**Brief**
What is needed is the number of lines below that contain the string "systemd", with no other text.

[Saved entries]
★ ★ ★

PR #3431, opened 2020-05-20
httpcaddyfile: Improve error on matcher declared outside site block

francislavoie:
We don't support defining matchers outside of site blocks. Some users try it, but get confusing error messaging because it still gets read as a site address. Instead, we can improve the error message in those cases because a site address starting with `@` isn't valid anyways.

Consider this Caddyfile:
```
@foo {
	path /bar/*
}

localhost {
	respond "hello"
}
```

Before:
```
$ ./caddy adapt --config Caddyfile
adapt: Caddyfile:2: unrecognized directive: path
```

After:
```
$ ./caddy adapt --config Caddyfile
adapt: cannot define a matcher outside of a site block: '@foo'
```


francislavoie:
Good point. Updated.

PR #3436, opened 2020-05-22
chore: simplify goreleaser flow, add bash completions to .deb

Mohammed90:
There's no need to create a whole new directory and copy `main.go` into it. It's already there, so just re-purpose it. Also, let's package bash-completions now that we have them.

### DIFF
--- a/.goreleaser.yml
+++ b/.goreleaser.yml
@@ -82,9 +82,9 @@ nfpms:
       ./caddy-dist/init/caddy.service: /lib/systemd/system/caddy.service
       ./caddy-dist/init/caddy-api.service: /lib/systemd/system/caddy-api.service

★ ★ ★

**Solution to the problem**
2